Neil Drumming
November 24, 2006 AT 05:00 AM EST

Everybody has an off day at work, but when you’re starring in your first major feature film — directed by Steven Spielberg, no less — not being in the zone can seem catastrophic. Fortunately for Djimon Hounsou, when he suffered such a crisis shooting 1997’s Amistad, Morgan Freeman was on hand. On his second day on the set, the 42-year-old actor recalls, ”I was just numb that day for some reason. I walked over to Morgan and said, ‘Hypothetically, as you’re working, do you sometimes not feel anything?’ He turned to me and said, ‘Some days you feel very connected and on point with every aspect of your character. Other days, it’s just nonexistent. But that’s part of the character and part of you. Don’t stress about it.

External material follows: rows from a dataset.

PR #5026, opened 2017-09-21
Update state parameter as required

hlibco:
Not sending the state will make the request to fail


mpaktiti:
Thank you @hlibco ! 👍

PR #5027, opened 2017-09-21
Lock-Android docs updates

jeffreylees:
Lining up versioned documents to match each other more closely. One of the biggest changes was combining the native social auth docs for v2 - it makes for a rather long form doc, but that's ok in my book - the versioning matches up better, and to be honest the whole mess is deprecated anyway, so the more consolidated it is, the better.

Also a linting and copyediting improvements across the board.


articles/libraries/lock-android/v1/configuration.md
```diff
@@ -1,15 +1,15 @@
 ---
 description: Configuration options and methods for Lock for Android v1
 ---
-## Lock v1 Configuration
+# Lock v1 Configuration
```
mpaktiti: Why are the titles different? v1 is `Lock v1 Configuration` while v2 is `Lock Configuration Options`.
I'd expect to see `Lock Configuration Options` in both titles since the version is displayed directly after.

articles/libraries/lock-android/v1/internationalization.md
```diff
@@ -0,0 +1,37 @@
+---
+section: libraries
+toc_title: Internationalization
+title: Internationalization
+description: Internationalization support in Lock for Android
+---
+# Internationalization in Lock for Android v1
```
mpaktiti: Here the titles are aligned but the version is not needed. 

Also, at the previous title was `Lock v1 Configuration` while this is `Internationalization in Lock for Android v1` (they are both for Android though).

Pick one format and use it in all titles.

articles/libraries/lock-android/v1/internationalization.md
```diff
@@ -0,0 +1,37 @@
+---
+section: libraries
+toc_title: Internationalization
```
mpaktiti: Can you tell me what this metadata does? I have seen it in some docs, mainly about libraries, (without the `toc` metadata, like this one https://github.com/auth0/docs/blob/master/articles/libraries/lock-ios/v1/logging.md) but I don't get what it does.

articles/libraries/lock-android/v1/native-social-authentication.md
```diff
@@ -2,7 +2,7 @@
 toc_title: Native Social Authentication
 description: How to implement native social authentication with Lock Android
 ---
-# Lock Android: Native Social Authentication
+# Native Social Authentication
```
mpaktiti: Again pointing out the thing with the headers. Here you don't have either a version or any mention of `Lock Android`.

articles/libraries/lock-android/v1/passwordless-magic-link.md
```diff
@@ -2,14 +2,16 @@
 toc_title: Passwordless with Magic Link
 description: Passwordless with Magic Link with Lock Android
 ---
-# Lock Android: Passwordless with Magic Link
+# Passwordless with Lock Android
```
mpaktiti: Headers do not match.

Also, some of these docs are quite long but there is no toc.

articles/libraries/lock-android/v2/custom-authentication-providers.md
```diff
@@ -3,17 +3,23 @@ section: libraries
 toc_title: Custom Authentication Providers
 description: Implementing custom authentication providers
 ---
-
 # Custom Authentication Providers
```
mpaktiti: This does not have a v1 version so it leads to the main doc https://auth0-docs-content-pr-5027.herokuapp.com/docs/libraries/lock-android/v1

articles/libraries/lock-android/v2/custom-authentication-providers.md
```diff
@@ -3,17 +3,23 @@ section: libraries
...
 ## The AuthProvider class
+
 Create a class that implements the `AuthProvider` interface and override its methods.
 
-You can also use any _Native_ implementation already provided by Auth0. Currently available are [Google](/libraries/lock-android/native-provider-google) and [Facebook](/libraries/lock-android/native-provider-facebook).
+You can also use any _Native_ implementation already provided by Auth0. The [native social authentication](/libraries/lock-android/v2/native-social-authentication) providers currently available are Google and Facebook.
+
+::: warning
+The native social providers rely on a deprecated grant type. Clients created after June 8th 2017 won't be able to use this feature.
+We recommend using browser-based flows, as explained in [Authentication with Auth0 Hosted Login Page](/libraries/auth0-android#authentication-with-auth0-hosted-login-page).
```
mpaktiti: Avoid using whitespace inside notes/warnings/panel, the end result doesn't look good.

In this case, it's ignored either way
image

articles/libraries/lock-android/v2/custom-fields.md
```diff
@@ -3,18 +3,18 @@ section: libraries
 toc_title: Custom Fields at Signup
 description: Adding additional fields to signups with Lock for Android
 ---
-
 # Lock for Android Custom Fields at Signup
```
mpaktiti: Doesn't have a matching v1 doc

articles/libraries/lock-android/v2/custom-oauth-connections.md
```diff
@@ -2,7 +2,6 @@
 section: libraries
 description: Lock for Android - Custom OAuth Connections
 ---
-
 # Custom OAuth Connections
```
mpaktiti: Doesn't have a matching v1 doc

articles/libraries/lock-android/v2/custom-theming.md
```diff
@@ -3,12 +3,12 @@ section: libraries
 toc_title: Custom Theming
 description: Customizing the Lock for Android UI
 ---
-
 # Lock for Android Custom Theming
```
mpaktiti: Doesn't have a matching v1 doc

articles/libraries/lock-android/v2/keystore.md
```diff
@@ -4,7 +4,6 @@ toc_title: Android Development Keystores and Key Hashes
 title: Android Development Keystores and Key Hashes
 description: Instructions on acquiring development keystores/key hashes during Android app development.
 ---
-
 # Android Development Keystores and Key Hashes
```
mpaktiti, line 7: Doesn't have a matching v1 doc

mpaktiti (changes requested):
Some comments, mainly on aligning headers for this library's docs

jeffreylees:
Yeah, we are probably not creating a lot of v1 content to match what there is in v2 - this is an incremental improvement, not a total fix for the situation.

The custom-theming one might could be created from what is already there.

Will pick a heading format and alter them to match each other, and add TOCs.

articles/libraries/lock-android/v1/internationalization.md
jeffreylees: It was for the sort of "related docs" section used on some older docs - see the `/libraries/lock-ios/v1/index.md` - that's the only place I see still using it, while I'm in here I think I'll remove that, add a list of "related topics" or next steps, and we can strip that metadata item out anywhere it is.

jeffreylees:
Updated title to all have a matching format, without versions in them.

Updated metadata to remove all `toc_title`, and to include `title` in all of them. These do include the version, for search results purposes. 

Removed error-messages doc from v1, as we have `/libraries/error-messages` now that is more exhaustive. Also removed an unnecessary redirect.

jeffreylees:
I'd like to locate `keystore` and `migration-guide` outside of the versioned folders, but it appears that locating items inside of `lock-android` but not inside of `v1` or `v2` doesn't work, seems to mess everything up. Can't navigate to items outside of versioned folders from the internal nav sidebar, even when sidebar links are changed, but can navigate to them by direct URL. Once on such a page, the entire set of sidebar links don't appear to work.

mpaktiti:
@jeffreylees Yes, you can't do that. You would have to move this outside the `lock-android` folder. Are you going to push more changes or should I review this?

jeffreylees:
I might have one more commit later - I can take the label off and ping you when it's good to be reviewed again so that you you'll know.

jeffreylees:
@mpaktiti ready for your review

PR #5034, opened 2017-09-21
[edit]: updated per recent changes

ndelgado:


sabues (commented):
I would replace
```This mirrors how the cloud handles webtask domains and enables safely using extensions in multi-tenant environments```
with  
```This enables safely using extensions in multi-tenant environments in the same manner as in our multi-tenant cloud offering``` or something similar.

PR #6716, opened 2018-10-03
Removed dead link

gitdev481:
/appliance/dashboard#appliance-controls no longer exists, so I deleted the broken link directing to it.


jeffreylees (approved):
Thanks for spotting the bad link - it just needed fixed though, not removed!

PR #6721, opened 2018-10-03
updated links to status page

StrikerRUS:
Replaced `http` with `https` and fixed links to region-specific pages. All previous region-specific urls redirected to the **US** region.


jeffreylees (approved):
Thanks!

PR #6734, opened 2018-10-05
Added deprecation warning

tamigoodall:
Added deprecation warning

### DIFF
--- a/articles/libraries/auth0-swift/passwordless.md
+++ b/articles/libraries/auth0-swift/passwordless.md
@@ -11,7 +11,7 @@ useCase: enable-mobile-auth
 ---
 # Passwordless Authentication with Auth0.Swift
 
--<%= include('../../_includes/_native_passwordless_warning') %>
+<%= include('../../_includes/_native_passwordless_warning') %>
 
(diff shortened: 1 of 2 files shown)


jeffreylees (changes requested):
So, it looks like you've just added another warning above the existing one, when probably you're wanting to re-word or add to the existing warning, which says some of the same things?

tamigoodall:
I see that now. I spaced on the line above. I updated the include file.

articles/libraries/auth0-swift/passwordless.md
```diff
@@ -11,7 +11,7 @@ useCase: enable-mobile-auth
 ---
 # Passwordless Authentication with Auth0.Swift
 
-<%= include('../../_includes/_native_passwordless_warning') %>
+-<%= include('../../_includes/_native_passwordless_warning') %>
```
jeffreylees:
```suggestion
<%= include('../../_includes/_native_passwordless_warning') %>
```

jeffreylees: Just trying out this suggested change feature, which is new? Anyway, not sure if that hypen is a stray mark?

tamigoodall:
I accepted your change to remove the leading dash in that line. I think it worked.

jeffreylees (approved):

Issue #5615, opened 2018-01-19
Native Windows Universal: Inconsistency between Sample Project and Doc snippets


paulioceano:
In the file App.xml.cs of the sample project, there is an extra code line in the OnLaunched method that doesn't appear in the Doc snippets for this method (https://auth0.com/docs/quickstart/native/windows-uwp-csharp#set-up-the-auth0-callback-url).

The line is ´this.DebugSettings.EnableFrameRateCounter = true;´

![capture-for-jira-screenshot-20180117-124745-160](https://user-images.githubusercontent.com/15818783/35155290-8f3cc430-fd03-11e7-869a-bb56bf72249d.png)
![image](https://user-images.githubusercontent.com/15818783/35155298-93ff2ada-fd03-11e7-8aa5-cfe3d7044f83.png)

albertoperdomo:
Don't think the FrameReateCounter is essential to integrate Auth0. Closing.

PR #6740, opened 2018-10-06
UWP: Inconsistency between Sample Project and Doc

danimart1991:
Fix Issue #5615


albertoperdomo:
Don't think this is issue is relevant. Sorry @danimart1991. See my comment on the issue.

PR #6741, opened 2018-10-06
Update Auth0 version for iOS

### LINKED ISSUE #3738: Outdated Versions - Lock and Auth0 pod packages

zkan:
Changes proposed in this pull request:
* Update Auth0 version for iOS in the Install Dependencies section.

Fixes #3738.

### DIFF
--- a/articles/quickstart/native/_includes/_ios_dependency_centralized.md
+++ b/articles/quickstart/native/_includes/_ios_dependency_centralized.md
@@ -5,7 +5,7 @@
 If you are using Carthage, add the following to your `Cartfile`:
 
 ```ruby
-github "auth0/Auth0.swift" ~> 1.0
+github "auth0/Auth0.swift" ~> 1.13
 ```
 
 Then, run `carthage bootstrap`.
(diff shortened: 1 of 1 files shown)


khorne3 (approved):

albertoperdomo:
Hello @zkan,

Looking at the Swift and Objective-C sample repos, it seems that they use newer versions.
Whenever possible, it would be great if we could keep the versions of dependencies in sync between the tutorials in docs and the corresponding sample repos.

I am not familiar with the way dependencies are managed on iOS.
Would you mind having a look at the sample repos?

https://github.com/auth0-samples/auth0-ios-objc-sample/
https://github.com/auth0-samples/auth0-ios-swift-sample

zkan:
@albertoperdomo Thanks for pointing me to them. Sure, I'll check them out.

PR #6748, opened 2018-10-08
Update dedicated-domains.md

matthew-nethercote:
Removed reference to specific appliance version as no longer relevant. Modified MAY to MUST for webtasks on dedicated domain, as this is mandatory and no longer optional.


matthew-nethercote:
@ndelgado can you please check wording is OK?

khorne3 (approved):

Issue #4746, opened 2017-07-31
System requirement section with wrong version in Symfony Doc


paulioceano:
In the System Requirement section on https://auth0.com/docs/quickstart/webapp/symfony, show a requirement for Symfony 3.*, but the latest Symfony version is 3.3 and the Sample project uses version 2.8

![3359-1](https://user-images.githubusercontent.com/15818783/28762011-1ad17726-7581-11e7-97d0-e66c6bdab0c9.png)

![3359-2](https://user-images.githubusercontent.com/15818783/28762029-352fe40e-7581-11e7-80f0-3a6b49777e54.png)

AUTH-3359

arnas:
I will take it

albertoperdomo:
Closed via #6780.

PR #6780, opened 2018-10-11
Update symfony version

arnas:
Referecing https://github.com/auth0/docs/issues/4746 issue.
If found that the version of the example app is in fact 3.3* https://github.com/auth0-community/auth0-symfony-php-web-app/blob/master/00-Starter-Seed/composer.json#L31  . 
But as example uses greater version than the requirements . Maybe it would be good to update the minimal version in the documentation? In case if there is some breaking changes between 3.* and 3.3

### DIFF
--- a/articles/quickstart/webapp/symfony/index.yml
+++ b/articles/quickstart/webapp/symfony/index.yml
@@ -21,7 +21,7 @@ github:
   branch: master
 requirements:
   - PHP 5.6, 7.0
-  - Symfony 3.*
+  - Symfony 3.3.*
 next_steps:
   - path: 01-login
     list:


albertoperdomo:
Does it make sense to bump the Symfony version in the requirements section @joshcanhelp ?
Seem like sample is on 3.3 anyway, so it looks good to me.

albertoperdomo:
Closes #4746.

joshcanhelp:
Should not be breaking changes within a major but I don't see any reason not to update here.

joshcanhelp (approved):

albertoperdomo:
Thanks @joshcanhelp and @arnas !

PR #6794, opened 2018-10-15
Update User search v2 note with service end date

csvn:
https://auth0.com/docs/users/search/v3#migrate-from-search-engine-v2-to-v3

The migration guide says this API will be removed on November 13 2018. Is the migration guide out of date or this page?

### DIFF
--- a/articles/users/search/v2/index.md
+++ b/articles/users/search/v2/index.md
@@ -16,7 +16,7 @@ useCase:
 # User Search
 
 ::: version-warning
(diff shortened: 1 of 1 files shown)


khorne3:
Hey @csvn! The note refers to newly-created tenants, which do not have v2 functionality (existing tenants currently do, but the features will be removed come November). Does that make sense?

csvn:
Alright, thanks for the info @khorne3.

I landed on https://auth0.com/docs/users/search/v2 from Google, and could not find any info there on when v2 would be removed from cloud tentants. Wanted to double check that I had the correct date before I started trying to migrate.

PR #6805, opened 2018-10-17
Swap catches in Laravel middlewares

philbates35:
As `Auth0\SDK\Exception\InvalidTokenException` extends `Auth0\SDK\Exception\CoreException`, currently the `catch (InvalidTokenException $e)` block will never be reached because
all `InvalidTokenException`s will be caught in the `catch (CoreException $e)` block instead.

Swapping them around allows handling `InvalidTokenException` separately from all other `CoreException`s.

Edit: Accompanying PR for the sample Laravel API project is auth0-samples/auth0-laravel-api-samples#18.

### DIFF
--- a/articles/quickstart/backend/laravel/01-authorization.md
+++ b/articles/quickstart/backend/laravel/01-authorization.md
@@ -169,9 +169,9 @@ class CheckJWT
 
             \Auth::login($user);
 
-        } catch (CoreException $e) {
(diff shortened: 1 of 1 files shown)


albertoperdomo (approved):
Looks good according to https://github.com/auth0-samples/auth0-laravel-api-samples/pull/18

PR #6806, opened 2018-10-17
Update application-settings.md with correct format

sjwarner-bp:
Update note formatting as indicated in CONTRIBUTING.md, in order to display correctly.


rkhoriander (approved):

jeffreylees:
I'll verify this, but I believe the thing that needs fixed is the contributing guide, to remove that spacing which is unnecessary. Thanks though!

PR #6807, opened 2018-10-17
Fix question for SPAs

albertoperdomo:
SPA navigation is presented the question for regular web apps.

screen shot 2018-10-17 at 1 24 42 pm


albertoperdomo:
After a discussion with @aaguiarz, decided to not make this update. Closing.

PR #6814, opened 2018-10-18
Update

zaidishahbaz:
A working redirecting link to the user mangement dashboard at Auth0


rkhoriander:
The link is a variable that is replaced on our docs site. Leaving as is.

PR #6822, opened 2018-10-20
Added Auth0 Ruby to SDKs list

szemek:
There is a missing SDK name (https://auth0.com/docs/libraries)
image

I replaced it with `Auth0 Ruby` and `v4`.


jeffreylees:
The missing ones got lost during the last change to this doc, but it wasn't Ruby. We will add those back in, but adding Ruby to the support list would require some conversation with others in our org.

The team that oversees SDKs plans to overhaul this supported list sometime soon, so it'll be more reflective of the entire offering we have out there.

Thanks though!

szemek:
Thanks for the explanation.

PR #6826, opened 2018-10-20
Rules.md

kaiiyer:
Added Extra Rules for better clarity


jeffreylees:
Thanks for the contribution. Sorry, but these, while good points, don't go with this content. This content is about best practices for using the Rules feature of Auth0, which these pointers don't pertain to.

Thanks again though!

PR #6827, opened 2018-10-21
Update operations.md

cozyplanes:
Replace -> with →


jeffreylees:
Hi, sorry, this doesn't seem to be a necessary change. I think the syntax we use most often is actually `>` rather than either of those, but it will be more efficient to sweep the docs and change them all at once. Thanks though!

PR #6844, opened 2018-10-23
Update SLA/SLD percentage to match homepage

arusahni:
On your on main landing page, you advertise 99.95% uptime, while the docs list it as 99.90%.

screen shot 2018-10-23 at 1 59 14 pm


jeffreylees:
Hi! Thanks for the contribution, but the regular SLA is in fact 99.90%. 99.95% is the enterprise level SLA, which is indicated on the auth0.com site in the Enterprise addons area. Thanks though!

Stay with the moment.”’ Hounsou has let that Zenlike advice guide him through a wide range of films, from Gladiator to In America, for which he received an Oscar nomination in 2004. (Hounsou has two movies out this December: Eragon and Blood Diamond.) Though Freeman hasn’t worked with Hounsou since Amistad, the Oscar-winning star of Million Dollar Baby says the ”bond still holds” between them. ”He’s not just another pretty face,” says Freeman, 69, of the former model. ”He’s paid some serious dues. I was looking at him the other day — he had this beard. It’s gray. I said, ‘Djimon, what are you doing?”’ Perhaps he’s just looking for another way to emulate his mentor.